*** Begin section ***
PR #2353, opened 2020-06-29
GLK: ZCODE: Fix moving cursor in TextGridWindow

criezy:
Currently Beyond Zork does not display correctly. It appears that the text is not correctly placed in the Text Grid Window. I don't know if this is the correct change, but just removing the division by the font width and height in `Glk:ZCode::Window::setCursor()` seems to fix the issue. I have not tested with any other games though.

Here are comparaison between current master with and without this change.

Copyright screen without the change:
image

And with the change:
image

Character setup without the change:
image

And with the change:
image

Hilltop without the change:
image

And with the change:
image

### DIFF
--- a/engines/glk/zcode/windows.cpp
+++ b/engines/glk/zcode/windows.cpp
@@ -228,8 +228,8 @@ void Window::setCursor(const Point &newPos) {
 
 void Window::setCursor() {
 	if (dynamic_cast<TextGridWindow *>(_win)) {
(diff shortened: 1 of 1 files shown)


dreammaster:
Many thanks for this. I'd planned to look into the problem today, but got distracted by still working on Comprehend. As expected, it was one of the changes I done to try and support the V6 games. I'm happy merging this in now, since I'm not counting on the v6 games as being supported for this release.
*** End section ***
TASK REQUIREMENTS:
Exact copies of every record are required, so retype them in full.

SOLUTION TO THIS TASK:
PR #2353, opened 2020-06-29
GLK: ZCODE: Fix moving cursor in TextGridWindow

criezy:
Currently Beyond Zork does not display correctly. It appears that the text is not correctly placed in the Text Grid Window. I don't know if this is the correct change, but just removing the division by the font width and height in `Glk:ZCode::Window::setCursor()` seems to fix the issue. I have not tested with any other games though.

Here are comparaison between current master with and without this change.

Copyright screen without the change:
image

And with the change:
image

Character setup without the change:
image

And with the change:
image

Hilltop without the change:
image

And with the change:
image

### DIFF
--- a/engines/glk/zcode/windows.cpp
+++ b/engines/glk/zcode/windows.cpp
@@ -228,8 +228,8 @@ void Window::setCursor(const Point &newPos) {
 
 void Window::setCursor() {
 	if (dynamic_cast<TextGridWindow *>(_win)) {
(diff shortened: 1 of 1 files shown)


dreammaster:
Many thanks for this. I'd planned to look into the problem today, but got distracted by still working on Comprehend. As expected, it was one of the changes I done to try and support the V6 games. I'm happy merging this in now, since I'm not counting on the v6 games as being supported for this release.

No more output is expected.